Would you restate the data exactly as given?

(Dataset entries)
[Start of section]

PR #651, opened 2020-03-08
Added SpawnSurvivors

Mailaender:
However, I removed the redundancy towards `SpawnActorsOnSell`.

### DIFF
--- a/OpenRA.Mods.RA2/Traits/SpawnSurvivors.cs
+++ b/OpenRA.Mods.RA2/Traits/SpawnSurvivors.cs
@@ -1,0 +1,74 @@
+﻿#region Copyright & License Information
+/*
+ * Copyright 2007-2020 The OpenRA Developers (see AUTHORS)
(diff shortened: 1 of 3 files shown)


MustaphaTR:
Current yaml setup makes it so the game checks for the actual faction of the building while selling but use the matching faction with the building on destruction. Altho this shouldn't matter in a normal game unless you get an MCV of other faction from a crate, it is an unnecessary inconsistency.

sorcerer86pt:
okay, both destroying and selling spawn survivors.
For example soviet mcv sell/destroyed spawns 1 eng, 7 concripts, while allied spawns 1 eng, 4 GIs

Mailaender:
Conscripts are cheap.

sorcerer86pt:
I know, and it's perfectly okay. I was saying that because it's a
confirmation that what is described in the yaml file is being successfuly
spawned. And since conyard is the one with engineer and basic infantry, I
used it as example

[End of section]

■ **EXERCISE SOLUTION**
PR #651, opened 2020-03-08
Added SpawnSurvivors

Mailaender:
However, I removed the redundancy towards `SpawnActorsOnSell`.

### DIFF
--- a/OpenRA.Mods.RA2/Traits/SpawnSurvivors.cs
+++ b/OpenRA.Mods.RA2/Traits/SpawnSurvivors.cs
@@ -1,0 +1,74 @@
+﻿#region Copyright & License Information
+/*
+ * Copyright 2007-2020 The OpenRA Developers (see AUTHORS)
(diff shortened: 1 of 3 files shown)


MustaphaTR:
Current yaml setup makes it so the game checks for the actual faction of the building while selling but use the matching faction with the building on destruction. Altho this shouldn't matter in a normal game unless you get an MCV of other faction from a crate, it is an unnecessary inconsistency.

sorcerer86pt:
okay, both destroying and selling spawn survivors.
For example soviet mcv sell/destroyed spawns 1 eng, 7 concripts, while allied spawns 1 eng, 4 GIs

Mailaender:
Conscripts are cheap.

sorcerer86pt:
I know, and it's perfectly okay. I was saying that because it's a
confirmation that what is described in the yaml file is being successfuly
spawned. And since conyard is the one with engineer and basic infantry, I
used it as example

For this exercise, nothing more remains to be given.